3. Calculating the Adaptive Learning Rate (Step 2 & 3 Combined)

The code uses a computational trick. Instead of dividing $m$ and $v$ by their bias corrections individually, it combines the math into a single multiplier alpha_t.

Mathematically, the update term is:

\[\eta \frac{m / (1-\beta_1^t)}{\sqrt{v / (1-\beta_2^t)} + \epsilon} \approx \eta \cdot \underbrace{\frac{\sqrt{1-\beta_2^t}}{1-\beta_1^t}}_{\text{Correction}} \cdot \frac{m}{\sqrt{v} + \epsilon}\]

Note: The code puts $\epsilon$ inside the square root (v+eps).sqrt(), whereas some formulas put it outside. This is an implementation detail.

The Code:

bias_corr1 = 1.0 - beta1 ** t
bias_corr2 = 1.0 - beta2 ** t
# The combined multiplier
alpha_t = lr * (math.sqrt(bias_corr2) / bias_corr1)
denom = (v + eps).sqrt()
# Apply the update to the parameter p
p.addcdiv_(m, denom, value=-alpha_t)

addcdiv performs: $p = p + (-alpha_t) \times \frac{m}{denom}$. This updates the weights based on the gradient.

4. Decoupled Weight Decay (Step 4)

This is the most critical line that makes it AdamW:

p.add_(p, alpha=-lr * weight_decay)

It subtracts a portion of the weight directly from itself.

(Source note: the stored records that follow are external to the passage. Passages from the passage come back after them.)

PR #1131, opened 2020-04-09
Improve behavior of PortChooser

cljohnso:
This commit updates PortChooser to:
* Warn when the candidate port pool is less that 1024 ports; a small
  candidate port pool can result in test timeouts.
* Correct logic in isPortUsed resulting in a failure to fully check
  port availability.
* Introduce a connection timeout for the "client connection" test to
  reduce the time taken to test a port.

### DIFF
--- a/common/src/main/java/com/tc/util/PortChooser.java
+++ b/common/src/main/java/com/tc/util/PortChooser.java
@@ -21,26 +21,56 @@ package com.tc.util;
 import com.tc.net.EphemeralPorts;
 import com.tc.net.EphemeralPorts.Range;
 
+import org.slf4j.Logger;
+import org.slf4j.LoggerFactory;
+
 import java.io.IOException;
 import java.net.BindException;
+import java.net.InetAddress;
+import java.net.InetSocketAddress;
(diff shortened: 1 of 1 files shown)


cljohnso:
I have an instrumented version of `PortChooser` I used for local profiling.  With the changes in this commit, it went from just over 1s per allocation request (no matter the number of ports because of the testing error) to ~50ms per port -- asking for 8 ports takes ~0.4s.

myronkscott:
With the support module now in tc-platform. I think that leaves this change orphaned.

saurabhagas:
> With the support module now in tc-platform. I think that leaves this change orphaned.

Yes. The `galvan-platform-support` in tc-platform is using the new port chooser.

cljohnso:
> > With the support module now in tc-platform. I think that leaves this change orphaned.
> 
> Yes. The `galvan-platform-support` in tc-platform is using the new port chooser.

The port chooser that was in terracotta-platform has a gap that this one fills.  I'll look at merging the capabilities of both into a version resident in terracotta-utilities.

PR #1132, opened 2020-04-14
new parent, surefire/failsafe->forge

akomakom:
latest terracotta-parent, using maven-forge-plugin for full test jvm from toolchains support.  All references for surefire and failsafe are removed (forge plugin is a superset of both).


akomakom:
@myronkscott I think that this is good to go.

PR #1136, opened 2020-04-15
Use latest topology during re-registration

ramsai1729:
Currently host-ports passed on command-line used for re-registration, this might not work as topology might have changed and those host-ports are not part of the stripe.


myronkscott:
please add a test when time permits

PR #1137, opened 2020-04-15
Logging PID for voter process

mobasherul:
Logging PID for voter process


myronkscott:
please rebase

voter/src/main/java/org/terracotta/voter/ActiveVoter.java
```diff
@@ -96,6 +96,7 @@ public ActiveVoter start() {
 
   private Thread voterThread(CompletableFuture<VoterStatus> voterStatus, Optional<Properties> connectionProps, String... hostPorts) {
     return new Thread(() -> {
+      writePID();
```
ramsai1729, line 99: I think its better to dump PID in TCVoterMain as it is useful for script invocations mostly.

PR #1140, opened 2020-04-16
Enforce licenses

akomakom:
core never enforced header licenses due to a pom error.  
Using new parent that enforces licenses. 
Due to a change in license plugin usage, a blank line is removed from all files.


akomakom:
@myronkscott I have these options:
1. Disable spotbugs for now and deal with fixing violations in a separate PR
2. Fix them in this PR

The downside of option 2 is that the diff is already overwhelming.  But it's fine with me.

myronkscott:
Disable spot bugs for this repo. Too much legacy to deal with. I don’t think it is worth it.

PR #1223, opened 2021-06-14
fix group manager handshake serialization

myronkscott:


tc-server/src/main/java/com/tc/net/groups/TCGroupManagerImpl.java
```diff
@@ -1076,37 +1078,27 @@ protected void switchToState(HandshakeState state) {
...
-        waitForStateTransitionToComplete();
-        stateTransitionInProgress = true;
+        this.current = next;
       }
+      
       if (isDebugLogging()) {
         debugInfo("[TCGroupHandshakeStateMachine]: Entering state: " + state + ", for channel: " + channel);
       }
+      previous.waitForCompletion();
+      next.start();
```
chrisdennis, line 1099: Could we embed the `state.enter()` call inside the monitor and make it:

```
previous.waitForComplete()
next.enter()
```

Where `next.enter()` would "lock", call and then "unlock"?

chrisdennis (approved):
Approved... I think this works. One comment you might or might not want to act upon.

tc-server/src/main/java/com/tc/net/groups/TCGroupManagerImpl.java
myronkscott: good suggestion.

PR #1230, opened 2021-06-25
Gather and display information after initialization

mathieucarbou:
Related to PR https://github.com/Terracotta-OSS/terracotta-platform/pull/1019

And discussion: https://github.com/Terracotta-OSS/terracotta-platform/pull/1019#issuecomment-868115092

### DIFF
--- a/tc-server/src/main/java/com/tc/server/Bootstrap.java
+++ b/tc-server/src/main/java/com/tc/server/Bootstrap.java
@@ -102,7 +102,7 @@ public class Bootstrap implements BootstrapService {
     String longProductString = info.toLongString();
     CONSOLE.info(longProductString);
 
-    CONSOLE.info("Extensions:");
+    CONSOLE.info("Installed extensions:");
     for (String ext : info.getExtensions()) {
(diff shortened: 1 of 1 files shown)


tc-server/src/main/java/com/tc/server/Bootstrap.java
```diff
@@ -103,7 +102,7 @@ private static void writeVersion(ProductInfo info) {
     String longProductString = info.toLongString();
     CONSOLE.info(longProductString);
 
-    CONSOLE.info("Extensions:");
+    CONSOLE.info("Installed extensions:");
```
mathieucarbou, line 105: I am also proposing this change because the logs are displaying **ALL** installed extensions through meta-inf/services mechanism. This is not reflecting which extension is actually used at runtime. I.e. some extensions could be disabled through configuration or diagnostic mode.

myronkscott:
I think I have a better way to deal with this issue. Please make sure that help goes to stdout or stderr and the issue should be fixed I. The next release.

PR #1234, opened 2021-07-21
Add client revision to handshake info and TCServerInfo mbean.

tmesic99:
Connected client versioning information, (e.g. version and revision), needs to be retrievable by the Diagnostic Service.  The current changes include (1) ability for connecting clients to provide their build revision string as part of the connection handshake and (2) the client version details exposed via the existing DSO MBean.,

### DIFF
--- a/tc-server/src/main/java/com/tc/stats/api/DSOMBean.java
+++ b/tc-server/src/main/java/com/tc/stats/api/DSOMBean.java
@@ -19,7 +19,9 @@
 package com.tc.stats.api;
 
 import com.tc.management.TerracottaMBean;
+import com.tc.stats.Client;
 
+import java.util.List;
 import java.util.Map;
 import java.util.Set;
 import java.util.concurrent.TimeUnit;
@@ -37,6 +39,8 @@ public interface DSOMBean extends TerracottaMBean {
   static final String CLIENT_DETACHED = "dso.client.detached";
 
   ObjectName[] getClients();
+
+  List<Client> getConnectedClients();
 
   Map<ObjectName, Exception> setAttribute(Set<ObjectName> onSet, String attrName, Object attrValue);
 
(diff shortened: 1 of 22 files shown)


common/src/main/java/com/tc/util/ProductInfo.java
```diff
@@ -240,10 +244,6 @@ public String copyright() {
     return buildInfo.getCopyright();
   }
 
-  public String buildRevision() {
-    return buildInfo.getRevision();
-  }
-
```
tmesic99, line 246: didn't really mean to relocate this existing method in the file.

myronkscott:
You are changing the handshake message which will impact client <-> compatibility between versions.  You will need to come up with a scheme where an old client version can talk to a new server.

myronkscott:
just taking a step back, having the build revision not unique to the stated version would be strange.  What is the use-case for having the build info published but the client?

tc-server/src/main/java/com/tc/stats/api/DSOMBean.java
```diff
@@ -38,6 +39,8 @@
 
   ObjectName[] getClients();
 
+  String getClientsInformation() throws IOException;
```
myronkscott, line 42: Instead of adding this method which seems to be single use, it might be better to add the version info to the Client MBean and iterate with the results from getClients()

tmesic99:
> 
> 
> You are changing the handshake message which will impact client <-> compatibility between versions. You will need to come up with a scheme where an old client version can talk to a new server.

These code changes support any older 10.7.x client connecting to a server running with these new changes.  For example, clients from our 10.7.0 general release plus clients running the 10.7 fixes 1-3 can all connect to this new server without the revision being supplied in the handshake.  
Note that 10.3 and 10.5 clients can not connected to 10.7.  Not because of this new revision attribute, but for a different reason:

Exception: org.terracotta.exception.ConnectionClosedException: 
Entity: com.terracottatech.tools.client.TopologyEntity:topology-entity 
Connection closed before sending message
Exception: java.lang.NullPointerException.

Chris/James confirmed that 10.5 clients do not work with 10.7 servers.

tc-server/src/main/java/com/tc/stats/api/DSOMBean.java
tmesic99: Added getVersion/Revision to the Client MBean, deriving values from minfo.  
Added getConnectedClients() to DSO MBean to access all clients' details.
Moved getClientsInformation to TCServerInfo.

myronkscott (approved):

PR #1237, opened 2021-08-09
Reconnect change

myronkscott:
During reconnect the low-level tc-connection from the client is inserted into a pre-prepared network stack.  If the connection fails to complete handshake or the client abandons the connection attempt, the server tears down the network stack and the client will never connect.  This change will allow a client to restart the process during the reconnect window and attempt to make and bootstrap a successful connection.

### DIFF
--- a/tc-server/src/test/java/com/tc/net/protocol/transport/ServerStackProviderTest.java
+++ b/tc-server/src/test/java/com/tc/net/protocol/transport/ServerStackProviderTest.java
@@ -113,10 +113,8 @@ public class ServerStackProviderTest extends TCTestCase {
     }
 
     // Now make the attach fail due to IllegalReconnectException, we should force a reconnection rejected exception now
-//    when(harness.attachNewConnection(any(TCConnection.class))).thenThrow(new IllegalReconnectException());
     try {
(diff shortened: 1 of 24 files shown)


tc-server/src/test/java/com/tc/net/protocol/transport/ServerStackProviderTest.java
```diff
@@ -113,10 +113,8 @@ public void testAttachAlreadyConnectedTransport() throws Exception {
     }
 
     // Now make the attach fail due to IllegalReconnectException, we should force a reconnection rejected exception now
-//    when(harness.attachNewConnection(any(TCConnection.class))).thenThrow(new IllegalReconnectException());
     try {
       serverStackProvider.attachNewConnection(nextConnectionID, connection);
```
cljohnso, line 117: Does this part of the test have any continued relevance?

cljohnso (approved):

tc-server/src/test/java/com/tc/net/protocol/transport/ServerStackProviderTest.java
myronkscott: not really

PR #1243, opened 2021-09-22
fix canDelete logic when creating entities

tmesic99:
For this change, the logic for determining if an entity can be deleted is based on whether or not the entity is a PermanentEntity.  The previous approach determined an entity's deletion status based on whether or not the entity creation requestor was a client.  That approach did not work for dynamic scaling whereby entities can be created by non-clients (i.e. the server itself).

### DIFF
--- a/tc-server/src/main/java/com/tc/objectserver/entity/ServerEntityFactory.java
+++ b/tc-server/src/main/java/com/tc/objectserver/entity/ServerEntityFactory.java
@@ -52,12 +52,14 @@ import org.terracotta.entity.PassiveServerEntity;
 import org.terracotta.entity.EntityServerService;
 
 import java.util.List;
+import java.util.function.Predicate;
 
 /**
  * @author twu
  */
 public class ServerEntityFactory {
   private final ServiceLocator locator;
+  private List<VoltronEntityMessage> entityMessages;
   
   public ServerEntityFactory(ServiceLocator loader) {
     this.locator = loader;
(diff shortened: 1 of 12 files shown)


tc-server/src/main/java/com/tc/objectserver/entity/ServerEntityFactory.java
```diff
@@ -92,7 +93,15 @@ public ServerEntityFactory(ServiceLocator loader) {
...
-  }  
+  }
+
+  public boolean isPermanentEntity(EntityID entity) {
+    Predicate<EntityID> sameName = e -> e.getEntityName().equals(entity.getEntityName());
+    Predicate<EntityID> sameClass = e -> e.getClassName().equals(entity.getClassName());
+    return getAnnotatedEntities().stream()
+        .map(p -> p.getEntityDescriptor().getEntityID())
+        .anyMatch(sameName.and(sameClass));
+  }
```
myronkscott, line 105: should getAnnotatedEntities() be built once and held in a map/list since it is now being queried on every entity create?

tc-server/src/main/java/com/tc/objectserver/persistence/EntityPersistor.java
```diff
@@ -161,7 +161,6 @@ public synchronized void entityCreateFailed(EntityID eid, ClientID clientID, lon
   public synchronized void entityCreated(ClientID clientID, long transactionID, long oldestTransactionOnClient, EntityID id, long version, long consumerID, boolean canDelete, byte[] configuration) {
     LOGGER.debug("entityCreated " + clientID + " " + transactionID + " " + id + " " + version);
     Assert.assertTrue(canDelete);
-    Assert.assertFalse(clientID.isNull());
```
myronkscott, line 164: this should be reverted

myronkscott: See ProcessTransactionHandler.java:923.  That, I think, needs to check isPermanentEntity again

myronkscott (changes requested):

tc-server/src/main/java/com/tc/objectserver/handler/ProcessTransactionHandler.java
```diff
@@ -388,7 +388,8 @@ private void addMessage(ClientID sourceNodeID, EntityDescriptor descriptor, Serv
       capture.setTransactionOrderPersistenceFuture(transactionOrderPersistenceFuture);
       try {
         EntityID entityID = descriptor.getEntityID();
-        ManagedEntity temp = entityManager.createEntity(entityID, descriptor.getClientSideVersion(), consumerID, !capture.getNodeID().isNull());
+        boolean canDelete = !entityManager.getEntityLoader().isPermanentEntity(entityID);
+        ManagedEntity temp = entityManager.createEntity(entityID, descriptor.getClientSideVersion(), consumerID, canDelete);
```
chrisdennis, line 392: Given that the `EntityManager` is going to call the `EntityServerService` to create the entity, wouldn't it be easier to just remove the boolean parameter entirely and let the EntityManager implementation ask the server service either via a new method, or by checking for the annotations whether a given construction should be permanent or not?

tc-server/src/main/java/com/tc/objectserver/entity/ServerEntityFactory.java
tmesic99: Is the complete set of AnnotatedEntities populated only once (e.g. at server startup)?  Or do additional ones get added during a server's lifetime?

tc-server/src/main/java/com/tc/objectserver/handler/ProcessTransactionHandler.java
tmesic99: Sounds good.  What is our policy about changing interface method signatures (to remove the boolean)?

tc-server/src/main/java/com/tc/objectserver/entity/ServerEntityFactory.java
myronkscott: It's a classpath scan so it should not change in the life of the server.

tc-server/src/main/java/com/tc/objectserver/handler/ProcessTransactionHandler.java
myronkscott: interface face changes are fine as long as they are contained in tc-core.

myronkscott: one thing to consider that while permanent and temporary entities are an annotation driven concept, they didn't start that way.  Right now, temporary and permanent entity concepts are not consistent with each other.  Permanent entities have a runtime aspect to them while temporary entities are annotation only.  We probably should decide which way to go and make them consistent with each other.

tc-server/src/main/java/com/tc/objectserver/entity/ServerEntityFactory.java
tmesic99: done

tc-server/src/main/java/com/tc/objectserver/persistence/EntityPersistor.java
tmesic99: done

tc-server/src/main/java/com/tc/objectserver/handler/ProcessTransactionHandler.java
tmesic99: > 
> 
> Given that the `EntityManager` is going to call the `EntityServerService` to create the entity, wouldn't it be easier to just remove the boolean parameter entirely and let the `EntityManager` implementation ask the server service either via a new method, or by checking for the annotations whether a given construction should be permanent or not?

done

myronkscott (approved):

PR #1248, opened 2021-11-09
retry on DNS problems

myronkscott:


chrisdennis (changes requested):
This makes sense. Any chance we could get some tests for the half duplex detection logic?

myronkscott:
Obsolete.  Will create a new pull request for unmerged items.

PR #1250, opened 2021-12-16
Remove recycle in comms messaging

myronkscott:


myronkscott:
also narrowing greatly the scope of buffer usage eliminating direct buffers for the time being.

Formula: $p_{new} = p_{old} - \eta \cdot \lambda \cdot p_{old}$.

Part 3: A Numerical Example

Let’s trace a single parameter to see this in action.

Scenario:

Weight ($p$): 10.0
Gradient ($g$): 2.0
Learning Rate ($lr$): 0.1
Weight Decay: 0.1
Step ($t$): 1
$\beta_1$: 0.9, $\beta_2$: 0.999
$\epsilon$: 0 (ignored for simplicity)

Execution:

Update Moments ($m, v$):
- $m = 0.9(0) + 0.1(2.0) = \mathbf{0.2}$
- $v = 0.999(0) + 0.001(2.0^2) = 0.001(4) = \mathbf{0.004}$
Calculate Correction Factor (alpha_t):
- bias_corr1 = $1 - 0.9^1 = 0.1$
- bias_corr2 = $1 - 0.999^1 = 0.001$
- alpha_t = $0.1 \times \frac{\sqrt{0.001}}{0.1} = 0.1 \times \frac{0.0316}{0.1} = \mathbf{0.0316}$
Gradient Update:
- denom = $\sqrt{v} = \sqrt{0.004} \approx 0.0632$
- Update term = alpha_t $\times (m / \text{denom})$
- Update term = $0.0316 \times (0.2 / 0.0632) \approx 0.0316 \times 3.16 \approx \mathbf{0.1}$
- New Weight (intermediate) = $10.0 - 0.1 = \mathbf{9.9}$
Weight Decay Update (The “W”):
- Decay = $lr \times \text{weight_decay} \times \text{Old Weight}$
- Decay = $0.1 \times 0.1 \times 10.0 = \mathbf{0.1}$
- Final Weight = $9.9 - 0.1 = \mathbf{9.8}$

Comparison:

In standard Adam (without “W”), the weight decay would have been added to the gradient ($g$) at the very beginning. Because Adam divides by the variance $\sqrt{v}$, that large weight decay ($10 \times 0.1 = 1$) would have been “normalized” down by the optimizer math, resulting in a much smaller effective decay.

By doing it at the end (Step 4), AdamW ensures that exactly $1\%$ (if $lr \times \lambda = 0.01$) of the weight is removed every step, guaranteeing stable regularization.